Closed alelotti96 closed 2 years ago
Did not tested on TPU. But if you have some troubles and can provide colab notebook with demo, i can try to help.
Actually, I was able to run the model with keras.fit but I still face the error in my custom training loop (which works with another model in TF 2.4.1). Is there a way to import this models in TF 2.4.1?
Current implementation should be fully portable with earlier tf2 versions.
There are may be 2 differences: 1) Namespace paths (e.g. some layers may be experimental in earlier versions, keras move them sometimes) 2) Before tf 2.7 keras and tf.keras may have different implementations. So it may be needed to swap all paths from keras to tf.keras (depends on what you used)
Ok, thank you for the support, I0m going to try right now and let you know. One last question: since I need to process grayscale images, is it possible to reduce the number of channels to 1 even when using pretrained models? This would reduce significantly memory consumption.
Ok thank you, for the moment I will stick to point 2. I was able to import the model in TF 2.4.1 by modifying import statements and removing tha call to "validate_activations" in model.py (It should not be a problem as I am not loading the head of the network).
In TF 2.4.1 I get a more meaningful error:
_(0) Invalid argument: {{function_node __inference_train_step_190757}} Compilation failure: Input to reshape is a tensor with 756 values, but the requested shape has 288 [[{{node while/body/_1/while/model_1/swin_base_384/layers.0/Repeat/Reshape}}]] TPU compilation failed [[tpu_compile_succeeded_assert/_15792548884583901316/_6]] [[while/LoopCond/_1050/72]]

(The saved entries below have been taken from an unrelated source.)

PR #306, opened 2023-11-05
Alternative bolus calculator: Color coding

dsnallfot:
- Implement same warnings based on prediction as in default boluscalc
- Color coding of suggestion based on warning and insulincalculated
- This is my first PR targeting the bolus calculator. Upcoming changes will focus on color coding and formatting of the calculator popup

dark green
dark orange
dark orange warning
dark red
Light green
Light orange
light orange warning'
light red

### DIFF
--- a/FreeAPS/Sources/Modules/Bolus/View/AlternativeBolusCalcRootView.swift
+++ b/FreeAPS/Sources/Modules/Bolus/View/AlternativeBolusCalcRootView.swift
@@ -11,6 +11,7 @@ extension Bolus {
         @State private var showInfo = false
         @State private var exceededMaxBolus = false
         @State private var keepForNextWiew: Bool = false
+        @State private var displayError = false
 
         private enum Config {
             static let dividerHeight: CGFloat = 2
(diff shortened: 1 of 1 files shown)


Jon-b-m:
This bolus calculator doesn’t care about the predictions, like the eventual glucose displayed in these alerts taken from the old calculator. From reading and seeing these alert the user will likely thing these predictions are accounted for when calculating the recommended amount. 

I don’t think we should have any alerts at all. Color-coding looks nice, but any text explaining why color is changing needs to be adapted for the current calculator algo. Like what would happen if entering the recommended amount. These alert doesn’t do this (they are for the recommendations from the default calculator). 

I think removing the alerts and adding the relevant info to the pop-up instead would be better. Ideally a chart would be nice and ideally wouldn’t require any text at all.

dsnallfot:
Ok, then the issue with my suggested implementation is with the orange color. The alternative bolus calculator are only red or green since the only prediction part of it is the 15 min trend. Either there is a calculated bolus needed, in some cases restricted by a maxbolus setting, or there are no bolus needed (due to the variables in the calculation, high IOB for instance). 

The only way (currently) to capture the "orange" situations when extra consideration is required before bolusing, is to look at the existing predictions. This could ideally be visualized in a chart as you say. But we already have Eventual glucose and the different prediction as  visible part of the app in the loop circle popup, and that should be familiar to the users? 

Maybe a simplification of the text in the warning could be a way forward (not getting inte actual numbers of the predictions, just stating that there is a prediction needed to take note of before enacting the bolus? Otherwise I dint see how the orange suggestion could be explained...

Jon-b-m:
There are no predictions in this new algo. The trend is just history of 3 last glucose readings. 

The old calculator were including predictions in calculating the recommended amount. Like if you give this amount your eventual BG will not get under target.

Jon-b-m:
Therefore we can't use same alerts

dsnallfot:
I understand. I will close this PR until we have a solution on how to bring predictions into the new calculation.

dsnallfot:
@Jon-b-m  Maybe one "simple" way to do it would be to show an orange color and warning every time the alt boluscalculator comes up with a bigger bolus number than insulinRequired or insulinRecommended?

This happens at the beginning of the second epoch. I was wondering if this could be related to the dataset batching but I used the exact same code for loading images and labels few days ago to train another model, so it seems strange. My images are 384x384x3 and I'm using a batch size of 48. The error does not arise with keras.fit... but I need a custom training loop. Do you have any suggestion with respect to this error?
I forgot to mention that I'm using "SwinTransformerBase384".
Did you use model for classification or as feature extractor for semantic segmentation & etc.?
Could you try to use fixed input shape? E.g.
inputs = layers.Input(shape=(384, 384, 3), dtype='uint8') # fix shape here
outputs = layers.Lambda(preprocess_input)(inputs)
outputs = SwinTransformerTiny224()(outputs)
...
model = models.Model(inputs=inputs, outputs=outputs)
Sorry for the delay. Finally, I was able to train with custom input size in TF 2.8.0 (in 2.4.1 I was getting errors like the one above even with fixed input shape). The problem was that the size of my dataset was not fully defined: I added "drop_reminder" to batch and fixed image sizes (now I don't know why it was working before with my other model). Thank you very much for your help. One last question, how does the model handles multi-scale inference? I see I can let the input shape to None and feed it with images of different size.
In the aspect of variable spatial shapes it should work well (open an issue otherwise). And it should work well if your sizes >= pretrain_size * 2
I have some doubts about what will happen when one of input sizes in train/eval will be in range [pretrain_size; 2 * pretrain_size). In the original code for classification last swin block in the last basic block never does shift. But in segmentation part of original repository it does. So i writed a clause to mimic both of them, but not tested it https://github.com/shkarupa-alex/tfswin/blob/ba9f5c8bb4848bb07da1758eb3b22c2d86df8607/tfswin/swin.py#L59
Ok, now I'm retraining the SwinBase384 model on 448x448 px images. I'm using it as a feature extractor basically. Is there the risk that this resolution is not going to give good results because it's not >= pretrain_size * 2?
I think it will be ok. Input to window attention is padded to be divisible by window size.
Hi and thank you for this amazing work. I was wondering if the models are compatible with Colab TPU since the training fails with error " Socket closed".